For the approval, the FDA focused specifically on 48 patients in the phase Ib/II PCYC-1102-CA study who received single-agent ibrutinib at 420 mg daily. In these select patients, at a median 15.6-month follow-up, the ORR was 58.3% (all partial responses) with duration of response of up to 24.2 months. The approval did not consider 34 patients enrolled in the trial who received daily ibrutinib at 840 mg; nor did it consider 3 patients with small lymphocytic lymphoma (SLL) who received the 420 mg dose, due to small sample size.
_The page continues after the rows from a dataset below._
PR #740, opened 2021-06-20
chore: follow Rust naming convention

magurotuna:
Clippy complains about naming convention: https://github.com/denoland/deno_lint/runs/2865828573
This commit addresses it.

Blocks #715


ry (approved):
thanks

PR #743, opened 2021-06-20
fix(no-unused-vars): handle es private overloaded methods

### LINKED ISSUE #739: Private overload arguments get flagged as unused
The arguments inside the overloads get flagged by `no-unused-vars` as if the private overloads were in fact real functions

### Lint Name
no-unused-vars

### Code Snippet
```ts
class Test {
  #myFunction(value: string): string;
  #myFunction(value: number): number;
  #myFunction(value: string | number) {
    return value;
  }
}
```

### Expected Result
Since private functions became a supported feature by TS 4.3, they should behave as normal functions would do regarding overloads

### Version
deno 1.11.1 (release, x86_64-unknown-linux-gnu)
v8 9.1.269.35
typescript 4.3.2

magurotuna:
Fixes #739


bartlomieju (approved):
LGTM, good fix 👍

PR #755, opened 2021-06-27
Recommend to use c++filt

kubo39:
Since 2016-11-16 c++filt [1] recognizes rust legacy demangling and will supports newer one(v0 name mangling) [2] [3], so it would be better choice.

[1]: https://sourceware.org/binutils/docs/binutils/c_002b_002bfilt.html
[2]: https://github.com/rust-lang/rfcs/pull/2603
[3]: https://sourceware.org/bugzilla/show_bug.cgi?id=27194

### DIFF
--- a/README.md
+++ b/README.md
@@ -148,13 +148,15 @@ $ cargo test
 
 Prerequisites:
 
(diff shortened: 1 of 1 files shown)


magurotuna (approved):
LGTM 👍

bartlomieju (approved):
Thank you @kubo39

In this analysis, patients had received a median of 4 prior therapies and had a median age of 67 years. An independent review committee assessed this analysis. At this point, 85.4% of patients in the trial remained alive without progressive disease.
The most commonly occurring adverse reactions for patients with CLL in the PCYC-1102-CA trial were thrombocytopenia (71%), diarrhea (63%), bruising (54%), neutropenia (54%), anemia (44%), and upper respiratory tract infection (48%). The most common grade 3/4 non-hematological adverse reactions were pneumonia (8%), hypertension (8%), atrial fibrillation (6.3%), and sinusitis (6%). Additionally, ibrutinib-related grade 3/4 cytopenias were reported in 35% of patients. Altogether, 5 patients in the trial discontinued treatment due to adverse reactions.
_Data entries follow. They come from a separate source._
PR #756, opened 2021-06-28
feat(dlint): print rule doc with syntax highlighting

magurotuna:
This PR adds a feature that each rule documentation is printed to the terminal with syntax highlight. If this turns out to work fine, we'll add it to `deno lint` as well (https://github.com/denoland/deno/issues/8227).

Current screenshot:
image

- [x] use the same colorings as `deno repl` and `deno doc` (ref: https://github.com/denoland/deno/blob/main/cli/tools/repl.rs#L251)
- [x] add syntax highlight to JS/TS code
- [x] check if it's tty

### DIFF
--- a/.github/workflows/ci.yml
+++ b/.github/workflows/ci.yml
@@ -81,7 +81,7 @@ jobs:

"Rarely does a drug come along with so much potential to help CLL patients," said John C. Byrd, MD, the director of the Division of Hematology at the The Ohio State University Comprehensive Cancer Center and lead investigator of the PCYC-1102 trial. "I have been impressed with the promising and durable response rates we have seen in patients. It is particularly gratifying to see the difference that Imbruvica has made for patients in the clinical trials."
Ibrutinib is jointly developed and commercialized by Pharmacyclics and Janssen Biotech, Inc. It is being explored as monotherapy in untreated patients with CLL and SLL in several settings. Additionally, the agent is under investigation in combinations with bendamustine and rituximab for patients with relapsed or refractory CLL.